MAY 2, 2022 — For 1,969 minutes on April 19 and 20, Roadrunners near and far united for the second annual UTSA Giving Day. While the final results are still being tallied, more than $503,000 was raised from more than 2,400 donors, setting a new record for donor participation in just under two days.
Gifts from students, faculty, staff, alumni, parents, fans and the community supported more than 50 programs across the university, including colleges and schools, student activities, athletics, the UTSA Libraries, UTSA Alumni Association scholarships and much more.
“I’m incredibly grateful for the ongoing generosity of Roadrunner nation as we work together to continue enhancing the programs that make UTSA such a special place,” said UTSA President Taylor Eighmy. “This year’s record-breaking support is so appreciated and will significantly contribute to UTSA’s upward trajectory while creating even more opportunities for faculty, staff and student success.”
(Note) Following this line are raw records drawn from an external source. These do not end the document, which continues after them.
PR #1095, opened 2021-01-19
Fix Response leak in `EndToEndBenchmark.rawApacheBlocking`

carterkozak:
non-production code change.

==COMMIT_MSG==
Fix Response leak in `EndToEndBenchmark.rawApacheBlocking`
==COMMIT_MSG==

### DIFF
--- a/dialogue-jmh/src/main/java/com/palantir/dialogue/core/EndToEndBenchmark.java
+++ b/dialogue-jmh/src/main/java/com/palantir/dialogue/core/EndToEndBenchmark.java
@@ -160,7 +160,7 @@ public class EndToEndBenchmark {
     @Threads(4)
     @Benchmark
     public void rawApacheBlocking() {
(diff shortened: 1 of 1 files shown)


dialogue-jmh/src/main/java/com/palantir/dialogue/core/EndToEndBenchmark.java
```diff
@@ -160,7 +160,7 @@ public void setZeroNetworkDialogue() {
     @Threads(4)
     @Benchmark
     public void rawApacheBlocking() {
-        clientUtils.block(apacheChannel.execute(TestEndpoint.GET, request));
+        clientUtils.block(apacheChannel.execute(TestEndpoint.GET, request)).close();
```
jkozlowski, line 163: try-with-resources?

jkozlowski (approved):

PR #1105, opened 2021-01-27
Implement Clients#callBlocking.

jkozlowski:
## Before this PR

Blocking code calls through async code and calls Clients#block on the returned future. Stepping stone towards https://github.com/palantir/dialogue/pull/1090.

## After this PR
==COMMIT_MSG==
Implement new API for blocking requests.
==COMMIT_MSG==


carterkozak (approved):

dialogue-serde/src/main/java/com/palantir/conjure/java/dialogue/serde/DefaultClients.java
```diff
@@ -67,6 +67,11 @@
         return DialogueFutures.transform(response, deserializer::deserialize);
     }
 
+    @Override
+    public <T> T callBlocking(EndpointChannel channel, Request request, Deserializer<T> deserializer) {
```
jkozlowski, line 71: @carterkozak / @CRogers for capturing the discussion: we're worried that if someone has the new version of dialogue-target, but old version of dialogue-serde, they could get a runtime failure.

PR #1106, opened 2021-01-28
Clients.callBlocking provides a default implementation

carterkozak:
This provides safety in case a newer target is used than implementation,
which can occur when a project pulls in generated bindings with a
newer target dep.
Long term we should consider using constraints to avoid version
slip between jars produced by the same repository.

==COMMIT_MSG==
Clients.callBlocking provides a default implementation for cross-version compatibility
==COMMIT_MSG==


jkozlowski (approved):
Let's unblock the rest of the work, and we can come back to this. It's scary

PR #1109, opened 2021-02-01
Clients#callBlocking now uses the calling thread for network calls.

jkozlowski:
## Before this PR

* TODO: add stacktrace from a failure when this feature is enabled, so that we can demonstrate that we now get useable stacktraces!

## After this PR
==COMMIT_MSG==

==COMMIT_MSG==


dialogue-blocking-channels/src/main/java/com/palantir/dialogue/blocking/DefaultCallingThreadExecutor.java
```diff
@@ -0,0 +1,150 @@
...
+            @Override
+            @SuppressWarnings("FutureReturnValueIgnored")
+            public void onSuccess(Object _result) {
+                queue.submit(notifier);
+            }
+
+            @Override
+            @SuppressWarnings("FutureReturnValueIgnored")
+            public void onFailure(Throwable _throwable) {
+                queue.submit(notifier);
```
carterkozak: nit: this can be a listener because both success and failure do the same thing.

dialogue-serde/src/main/java/com/palantir/conjure/java/dialogue/serde/UseCallingThreadExecutor.java
```diff
@@ -0,0 +1,50 @@
...
+import com.palantir.logsafe.Preconditions;
+import com.palantir.random.SafeThreadLocalRandom;
+
+/**
+ * Package private API for enabling
+ * {@link com.palantir.dialogue.blocking.CallingThreadExecutor} optimization.
+ */
+final class UseCallingThreadExecutor {
+
+    private static final AtomicDouble PROBABILITY = new AtomicDouble(0.0);
```
carterkozak: nit: volatile since we're not doing any sort of CAS where we need the padding. float type should be sufficient, I don't imagine we expect a ton of decimal points.

dialogue-blocking-channels/src/main/java/com/palantir/dialogue/blocking/DefaultCallingThreadExecutor.java
```diff
@@ -0,0 +1,150 @@
...
+        }
+
+        public RunnableFuture<?> poll() {
+            return queue.poll();
+        }
+
+        private synchronized void checkNotPoisoned() {
+            if (poisoned) {
+                log.info("Submitted task after queue is closed");
+                throw new RejectedExecutionException("Queue closed");
```
carterkozak, line 108: Is this always logged after an interruption? abortQueue calls queue.poison followed by future.cancel, which sets the future state to failed/canceled and executes the listener to submit the notifier to the poisoned queue?

dialogue-serde/src/main/java/com/palantir/conjure/java/dialogue/serde/UseCallingThreadExecutor.java
```diff
@@ -0,0 +1,50 @@
...
+
+    private UseCallingThreadExecutor() {}
+
+    static boolean shouldUseCallingThreadExecutor() {
+        return SafeThreadLocalRandom.get().nextDouble() < PROBABILITY.doubleValue();
```
carterkozak: Might want to do one volatile read and compare with 1 and zero prior to random number generation (much like we do in tracing). I imagine zero and one will be common values.

dialogue-blocking-channels/src/main/java/com/palantir/dialogue/blocking/DefaultCallingThreadExecutor.java
jkozlowski: Indeed!

dialogue-serde/src/main/java/com/palantir/conjure/java/dialogue/serde/UseCallingThreadExecutor.java
jkozlowski: done

dialogue-blocking-channels/src/main/java/com/palantir/dialogue/blocking/DefaultCallingThreadExecutor.java
jkozlowski: Good point, I'm not that fussed, but should probably solve that somehow.

jkozlowski: Done

dialogue-serde/src/main/java/com/palantir/conjure/java/dialogue/serde/UseCallingThreadExecutor.java
jkozlowski: Done

dialogue-serde/src/main/java/com/palantir/conjure/java/dialogue/serde/UseCallingThreadExecutor.java
```diff
@@ -0,0 +1,58 @@
...
+    private UseCallingThreadExecutor() {}
+
+    static boolean shouldUseCallingThreadExecutor() {
+        float currentProbability = probability;
+        if (currentProbability == DISABLED) {
+            return false;
+        } else if (currentProbability == ENABLED) {
+            return true;
+        }
+        return SafeThreadLocalRandom.get().nextDouble() < currentProbability;
```
carterkozak:
```suggestion
        return SafeThreadLocalRandom.get().nextFloat() < currentProbability;
```

dialogue-blocking-channels/src/main/java/com/palantir/dialogue/blocking/CallingThreadExecutor.java
```diff
@@ -0,0 +1,33 @@
...
+ */
+
+package com.palantir.dialogue.blocking;
+
+import com.google.common.util.concurrent.ListenableFuture;
+import com.palantir.dialogue.Request;
+
+public interface CallingThreadExecutor {
+
+    ListenableFuture<?> submit(Runnable task);
```
carterkozak: I think we only use the result to cancel the submitted task, we can probably get away with `Future<?>` or even a simpler disposer/runnable since the value is only used to provide input (cancel with interruption) and not output (`future.get()`).

```suggestion
    Future<?> submit(Runnable task);
```

dialogue-blocking-channels/src/main/java/com/palantir/dialogue/blocking/DefaultCallingThreadExecutor.java
```diff
@@ -0,0 +1,143 @@
...
+            await.cancel(DO_NOT_INTERRUPT);
+        }
+    }
+
+    private void abortQueue() {
+        queue.poison();
+
+        RunnableFuture<?> toRun;
+        while ((toRun = queue.poll()) != null) {
+            toRun.cancel(DO_NOT_INTERRUPT);
```
carterkozak: Note: I'm not sure this does anything because we wrap runnables with FutureTask, and never use the result except to call `cancel()`. Leaving this as is makes the future returned from SameThreadExecutor make a little more sense if we change how we use it, but thar be dragons.

No change requested, just a case that took me a bit to reason through.

carterkozak (commented):
Generally looks good to me, I'm going to make a final pass over this tomorrow morning and rerun our internal benchmarks.

dialogue-blocking-channels/src/main/java/com/palantir/dialogue/blocking/CallingThreadExecutor.java
jkozlowski: I had it as future before, but writing tests required some gymnastics, since I'm not that familiar with the CompletableFuture API as much. Since we use ListenableFuture everywhere else, I'd rather we keep it as is.

dialogue-blocking-channels/src/main/java/com/palantir/dialogue/blocking/DefaultCallingThreadExecutor.java
jkozlowski: Ah, I think I understand your previous concern a little bit more now, but still a bit hazy. The futures returned from #submit get transformed further down the line right? so it's very important we;re able to cancel them, so we don't leave resources that are tied to these futures (like concurrency limiters) leaked?

carterkozak: I think the futures returned from our executor are exclusively used for cancellation, and never transformed. The adapter submits a runnable which completes a SettableFuture, otherwise we risk leaking responses in cancellation races. There's unfortunately a lot of code in DialogueFutures to prevent resource leaks, which we may be able to replace with CloseableFutures from recent guava versions which didn't exist when this was written.

dialogue-blocking-channels/src/main/java/com/palantir/dialogue/blocking/BlockingChannelAdapter.java
```diff
@@ -67,11 +69,11 @@ private BlockingChannelAdapter() {}
     private static final class BlockingChannelAdapterChannel implements Channel {
 
         private final BlockingChannel delegate;
-        private final ExecutorService executor;
+        private final ListeningExecutorService executor;
 
         BlockingChannelAdapterChannel(BlockingChannel delegate, ExecutorService executor) {
             this.delegate = delegate;
-            this.executor = executor;
+            this.executor = MoreExecutors.listeningDecorator(executor);
```
carterkozak: Isn't this still unnecessary?

jkozlowski: Indeed, fixed.

carterkozak:
👍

Throughout the 32 hour-plus event, dozens of fulfilled challenges and matching opportunities enhanced the impact of individual donations. One such opportunity was provided by David and Jennifer Spencer ’93, who offered a challenge to encourage more than 300 people to donate to the Spirit of San Antonio (SOSA) marching band. The long-time UTSA donors matched the first 100 gifts dollar for dollar; the second 100 gifts were matched $2 for every $1; and the third 100-plus donors’ gifts were matched 3-to-1, for a total of around $25,000. SOSA will used the funds raised to purchase a travel trailer to expand their opportunities to attend away games and other events.
The UTSA Libraries recruited more than 150 donors to unlock a challenge grant of $25,000 provided by philanthropists Scott Sawtelle and Kathleen Curry. The challenge funds will expand the use of open-source textbooks for key courses at UTSA, a program that has already saved students millions of dollars in purchases.
The overall winner of the leaderboard challenge was UTSA Athletics, raising more than $57,000 from 335 donors, which earned them an additional $10,000 for gaining the most donors and for raising the most money of all the participating programs. April Ancira ’03 and Drs. John Richardson and Jan Puckett provided funding for the challenges. The Roadrunner Pantry earned an additional $1,000 for taking top spots for the student program with the most donors and most dollars raised.
More than $2,000 was awarded to student programs thanks to a special challenge by Randolph Brooks Federal Credit Union. Magnets were hidden around campus with various dollars amounts and the students who found them could choose a program to benefit. Cavender Cares, the charitable program of the Cavender Auto Group, provided $1,000 for the first power hour winner (Spirit of San Antonio Marching Band), $500 for the first program to receive a gift (Roadrunner Pantry) and $500 for the program that received the last gift (Wellbeing Initiatives).
Gifts on the UTSA Giving Day website from $1 up to $12,500 helped ensure success. A full list of results as well as the challenges and their donors are available on the UTSA Giving Day website.
In hosting a second UTSA Giving Day, the Roadrunner community joined a successful trend in higher education to celebrate philanthropy and focus giving over a limited number of days. A task force made up of university staff from development, alumni relations and university relations, as well as students from the Roadrunner Student Alumni Association, worked for a year to guide the effort.
“UTSA Giving Day makes giving fun, as evidenced by much of the competition we saw among the participating campus organizations,” said Karl Miller-Lugo, vice president for development and alumni relations. “The official count will take some time, but what we already know is that we surpassed last year’s numbers in a significant way. I am grateful for the generosity of so many people whose support is building the nest and maintaining the university’s momentum.”
For Miller-Lugo, the event’s success went beyond the final total raised.
“To see the participation from across the country is really inspiring. Gifts even came in from alumni in Canada, China and Japan,” he said. “The mega gifts that make the news certainly have a big impact, but the reality is that the gifts of $25, $100, $500, $2,000 that come in from campaigns like UTSA Giving Day are what sustains the university’s progress with direct impact on key programs. Every donor can be proud of that.”